● Your assignment
The answer must be every line of the records in which the string "unregisterSkill" appears.

● Information provided
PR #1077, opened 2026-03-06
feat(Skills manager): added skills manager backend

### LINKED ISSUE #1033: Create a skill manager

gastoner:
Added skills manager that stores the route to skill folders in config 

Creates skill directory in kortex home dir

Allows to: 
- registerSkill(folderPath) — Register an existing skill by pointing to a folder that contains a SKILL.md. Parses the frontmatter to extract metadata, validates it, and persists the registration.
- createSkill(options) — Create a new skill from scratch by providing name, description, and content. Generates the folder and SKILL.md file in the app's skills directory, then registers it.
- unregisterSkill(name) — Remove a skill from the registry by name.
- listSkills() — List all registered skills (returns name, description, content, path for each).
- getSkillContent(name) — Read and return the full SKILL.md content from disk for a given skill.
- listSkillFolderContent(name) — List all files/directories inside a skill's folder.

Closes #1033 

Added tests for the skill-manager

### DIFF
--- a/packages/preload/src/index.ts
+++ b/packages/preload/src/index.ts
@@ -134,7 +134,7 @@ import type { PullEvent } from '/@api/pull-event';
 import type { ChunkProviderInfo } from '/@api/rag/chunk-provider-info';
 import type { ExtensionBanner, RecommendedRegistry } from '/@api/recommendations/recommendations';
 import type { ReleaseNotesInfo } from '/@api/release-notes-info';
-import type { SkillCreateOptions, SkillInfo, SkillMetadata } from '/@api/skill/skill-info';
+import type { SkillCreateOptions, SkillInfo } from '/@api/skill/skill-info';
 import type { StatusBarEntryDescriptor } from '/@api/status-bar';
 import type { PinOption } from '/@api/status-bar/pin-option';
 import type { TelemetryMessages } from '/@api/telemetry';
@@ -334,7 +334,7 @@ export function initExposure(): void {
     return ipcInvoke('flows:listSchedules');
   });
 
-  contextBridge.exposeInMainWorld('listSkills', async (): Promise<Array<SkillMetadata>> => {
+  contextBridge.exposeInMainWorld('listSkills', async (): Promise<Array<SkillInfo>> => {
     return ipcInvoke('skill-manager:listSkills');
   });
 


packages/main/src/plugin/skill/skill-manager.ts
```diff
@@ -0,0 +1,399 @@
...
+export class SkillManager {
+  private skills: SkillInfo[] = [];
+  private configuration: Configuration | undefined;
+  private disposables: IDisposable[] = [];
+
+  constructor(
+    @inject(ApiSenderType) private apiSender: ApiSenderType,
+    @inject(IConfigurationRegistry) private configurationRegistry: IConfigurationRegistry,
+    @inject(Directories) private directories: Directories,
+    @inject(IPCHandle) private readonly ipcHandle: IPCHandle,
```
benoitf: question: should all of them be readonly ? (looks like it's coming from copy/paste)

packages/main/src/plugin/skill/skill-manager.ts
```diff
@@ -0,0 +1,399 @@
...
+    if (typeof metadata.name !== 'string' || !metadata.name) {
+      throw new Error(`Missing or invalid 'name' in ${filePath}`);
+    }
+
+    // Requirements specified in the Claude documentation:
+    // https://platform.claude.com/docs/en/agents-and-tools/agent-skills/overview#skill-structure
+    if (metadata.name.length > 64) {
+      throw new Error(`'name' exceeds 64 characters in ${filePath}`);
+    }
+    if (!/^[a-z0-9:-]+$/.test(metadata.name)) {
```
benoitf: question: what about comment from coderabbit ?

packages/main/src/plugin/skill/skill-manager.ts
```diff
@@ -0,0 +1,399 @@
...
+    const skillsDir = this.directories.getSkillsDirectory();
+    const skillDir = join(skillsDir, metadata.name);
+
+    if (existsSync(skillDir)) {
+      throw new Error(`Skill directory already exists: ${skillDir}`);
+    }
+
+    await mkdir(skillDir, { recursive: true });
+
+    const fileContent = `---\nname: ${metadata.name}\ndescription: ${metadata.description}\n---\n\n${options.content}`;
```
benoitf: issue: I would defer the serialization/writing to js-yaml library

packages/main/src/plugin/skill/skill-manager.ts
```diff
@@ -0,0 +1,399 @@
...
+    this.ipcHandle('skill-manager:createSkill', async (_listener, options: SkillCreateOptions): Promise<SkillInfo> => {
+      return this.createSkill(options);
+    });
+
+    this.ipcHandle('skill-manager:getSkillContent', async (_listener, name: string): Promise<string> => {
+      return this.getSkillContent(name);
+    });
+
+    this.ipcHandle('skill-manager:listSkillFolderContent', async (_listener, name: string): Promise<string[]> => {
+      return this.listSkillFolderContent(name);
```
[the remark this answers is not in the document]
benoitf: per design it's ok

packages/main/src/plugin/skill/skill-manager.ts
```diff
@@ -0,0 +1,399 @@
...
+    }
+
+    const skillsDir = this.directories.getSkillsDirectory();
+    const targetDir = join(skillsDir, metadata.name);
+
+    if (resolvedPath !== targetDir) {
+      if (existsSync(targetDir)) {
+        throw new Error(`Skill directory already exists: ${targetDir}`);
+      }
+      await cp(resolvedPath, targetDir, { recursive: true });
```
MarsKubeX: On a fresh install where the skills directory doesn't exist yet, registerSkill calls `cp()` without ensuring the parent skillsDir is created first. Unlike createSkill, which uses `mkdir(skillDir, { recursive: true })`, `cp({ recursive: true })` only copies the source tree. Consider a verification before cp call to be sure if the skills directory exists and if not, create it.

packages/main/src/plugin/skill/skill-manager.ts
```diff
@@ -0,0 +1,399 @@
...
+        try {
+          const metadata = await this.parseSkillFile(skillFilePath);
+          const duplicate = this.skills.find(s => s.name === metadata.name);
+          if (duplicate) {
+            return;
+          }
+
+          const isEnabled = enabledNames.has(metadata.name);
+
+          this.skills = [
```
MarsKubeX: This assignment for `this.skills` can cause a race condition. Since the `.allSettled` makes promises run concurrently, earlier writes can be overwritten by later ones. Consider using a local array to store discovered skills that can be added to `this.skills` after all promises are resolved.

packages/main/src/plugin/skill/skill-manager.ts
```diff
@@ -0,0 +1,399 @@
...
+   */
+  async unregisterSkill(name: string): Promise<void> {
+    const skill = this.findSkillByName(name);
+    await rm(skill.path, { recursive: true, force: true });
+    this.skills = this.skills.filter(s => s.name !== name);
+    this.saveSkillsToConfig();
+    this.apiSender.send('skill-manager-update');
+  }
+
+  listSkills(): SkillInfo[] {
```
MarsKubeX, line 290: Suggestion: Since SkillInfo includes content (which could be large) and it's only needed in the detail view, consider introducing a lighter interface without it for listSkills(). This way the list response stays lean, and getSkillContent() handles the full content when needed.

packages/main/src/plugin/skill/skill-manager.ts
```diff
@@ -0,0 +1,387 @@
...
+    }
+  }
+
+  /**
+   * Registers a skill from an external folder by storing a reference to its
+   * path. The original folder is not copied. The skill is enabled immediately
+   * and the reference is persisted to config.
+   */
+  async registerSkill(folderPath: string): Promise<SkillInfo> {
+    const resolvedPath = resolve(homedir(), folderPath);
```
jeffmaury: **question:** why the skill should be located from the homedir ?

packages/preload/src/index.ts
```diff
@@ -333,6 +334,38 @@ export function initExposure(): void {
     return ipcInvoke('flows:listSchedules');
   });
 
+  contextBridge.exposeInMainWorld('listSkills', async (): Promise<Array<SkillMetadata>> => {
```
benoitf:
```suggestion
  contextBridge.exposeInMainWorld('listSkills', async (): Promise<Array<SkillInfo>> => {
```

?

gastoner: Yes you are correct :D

● Exercise answer
- unregisterSkill(name) — Remove a skill from the registry by name.
+  async unregisterSkill(name: string): Promise<void> {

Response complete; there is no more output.